## What this task involves
Please report how many lines below contain "elicx", writing nothing except the number.

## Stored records
PR #1908, opened 2026-06-11
fix(app-router): recover SSR shell render errors via __next_error__ document

NathanDrake2406:
## What this changes

Scoped down from the original next/dynamic CSS PR after review (see comments): this branch now carries only the SSR shell-error recovery and the shim resolver fix, as two clean commits. The dynamic-CSS ordering mechanism was removed and will return redesigned (follow-up issue linked below).

1. **SSR shell-error recovery.** When the HTML (Fizz) render rejects during SSR with an error that did not originate in the RSC render (no `digest`), and the app has no custom `global-error.tsx`, `handleSsr` serves the default `__next_error__` error document carrying the original flight payload and bootstrap module. The browser detects the marker and re-renders the real tree with `createRoot` instead of hydrating — Next.js shell-error semantics. Local `error.tsx` boundaries still win: they ship inside the flight payload and catch re-thrown errors client-side.
2. **`vinext/shims/*` resolver fix.** Package-subpath shim imports resolve to the same local shim files as `next/*` aliases in source checkouts, so request-scoped singleton state is not split between module copies. The recovery fixture exercises this.
3. **Error response parity required by recovery.** App Router error documents use the same client-render fallback trigger as Next.js (`__next_error__` alone), and uncaught/global error responses return HTTP 500 with `private, no-cache, no-store, max-age=0, must-revalidate` while local `error.tsx` boundaries remain 200.

## Why

Previously a failed SSR shell rendered a server-side global-error page whose flight payload encodes the error tree. Without a custom `global-error.tsx` that meant the default error card with no path back to the real page — an SSR-phase-only client throw (the "throw to opt out of server rendering" pattern, used by the Next.js `next-dynamic-css` fixture) left the browser permanently on the card even though the client render would succeed.

## Approach

`fallbackToErrorDocumentOnShellError` is threaded from the generated entry (which knows `hasCustomGlobalError` at build time) through dispatch/render options into `handleSsr`. Rejection semantics are preserved whenever:
- the error carries an RSC `digest` (flight errors, `redirect()`/`notFound()`, server-component throws) — the existing rejection-driven boundary machinery in `renderAppPageHtmlStreamWithRecovery` is untouched, or
- the app defines a custom `global-error.tsx` — the server-rendered boundary re-render path is kept.

Non-goals: dynamic CSS ordering (removed from this PR; follow-up issue), unrelated router behavior, or broader module-filter expansion. Custom `global-error.tsx` apps retain their existing server-rendered boundary path, but uncaught errors now use Next.js-compatible 500 and never-cache response semantics.

## Upstream References

- Shell-error recovery: https://github.com/vercel/next.js/blob/v16.2.6/packages/next/src/server/app-render/app-render.tsx
- SSR-only throw pattern: https://github.com/vercel/next.js/blob/v16.2.6/test/e2e/app-dir/next-dynamic-css/next-dynamic-css.test.ts

## Validation

- New browser spec `tests/e2e/app-router/nextjs-compat/ssr-error-shell-recovery.browser.spec.ts`: recovery to real content for an SSR-only throw without a boundary; local `error.tsx` semantics for SSR-only (content renders, boundary absent) and unconditional (boundary renders) client throws; strict console-error checking apart from the intentional throws.
- `tests/nextjs-compat/global-error.test.ts` (24 tests): all local/nested/global boundary semantics unchanged.
- `tests/entry-templates.test.ts`, `tests/build-optimization.test.ts`, `tests/deploy.test.ts` green.

## Risks / follow-ups

- Apps with a custom `global-error.tsx` and an SSR-only client throw still use vinext's existing server-rendered custom boundary path. The PR only aligns the visible error response status/cache semantics and the `__next_error__` client bootstrap behavior.
- Dynamic CSS ordering returns in a follow-up redesigned on React stylesheet precedence instead of DOM insertion interception.


packages/vinext/src/server/app-browser-entry.ts
```diff
@@ -1603,16 +1603,36 @@ function bootstrapHydration(rscStream: ReadableStream<Uint8Array>): void {
...
+  const children = createElement(BrowserRoot, {
+    initialElements: root,
+    initialNavigationSnapshot,
   });
+  const errorShellStyles = document.querySelectorAll("style[data-vinext-error-shell-style]");
+  // Only the SSR shell-error recovery document carries the style marker.
+  // Legacy server-rendered default-error pages also use `__next_error__`, but
+  // keep their existing hydration path so the serialized server error digest
+  // remains available to DefaultGlobalError.
+  if (document.documentElement.id === "__next_error__" && errorShellStyles.length > 0) {
```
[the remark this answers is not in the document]
NathanDrake2406: Checked this on the current PR head and it does not leave a blank page. The shell-recovery path already lands on the default `This page couldn’t load` card when there is no local boundary. I pushed `a2f481b9` to lock that behavior in with a dedicated no-boundary regression case in `ssr-error-shell-recovery.browser.spec.ts`, then re-ran `PLAYWRIGHT_PROJECT=app-router-chrome-browser-specific pnpm run test:e2e -- tests/e2e/app-router/nextjs-compat/ssr-error-shell-recovery.browser.spec.ts`.

packages/vinext/src/server/app-page-render.ts
```diff
@@ -975,6 +977,25 @@ export async function renderAppPageLifecycle(
...
+        headers: options.middlewareContext.headers,
+        status: 500,
+      },
+      policy: { cacheControl: NEVER_CACHE_CONTROL },
+      timing: htmlResponseTiming,
+    });
+    response.headers.set("Cache-Control", NEVER_CACHE_CONTROL);
+    response.headers.delete("CDN-Cache-Control");
+    response.headers.delete("Cloudflare-CDN-Cache-Control");
+    response.headers.delete("Cache-Tag");
```
james-elicx: this should not need to exist here - vinext shouldnt know about these 3 headers, that's why the cdn cache adapters exist.

james-elicx: Addressed in 158e0827. `app-page-render` no longer names or deletes Cloudflare/CDN-specific headers. It routes the final non-cacheable policy through `applyCdnResponseHeaders`, and the active CDN adapter can now return `null` deletion directives for headers it owns. `CloudflareCdnCacheAdapter` clears `CDN-Cache-Control`, `Cloudflare-CDN-Cache-Control`, and `Cache-Tag` for non-cacheable responses. Added focused adapter and shell-recovery coverage.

## Output of the task
2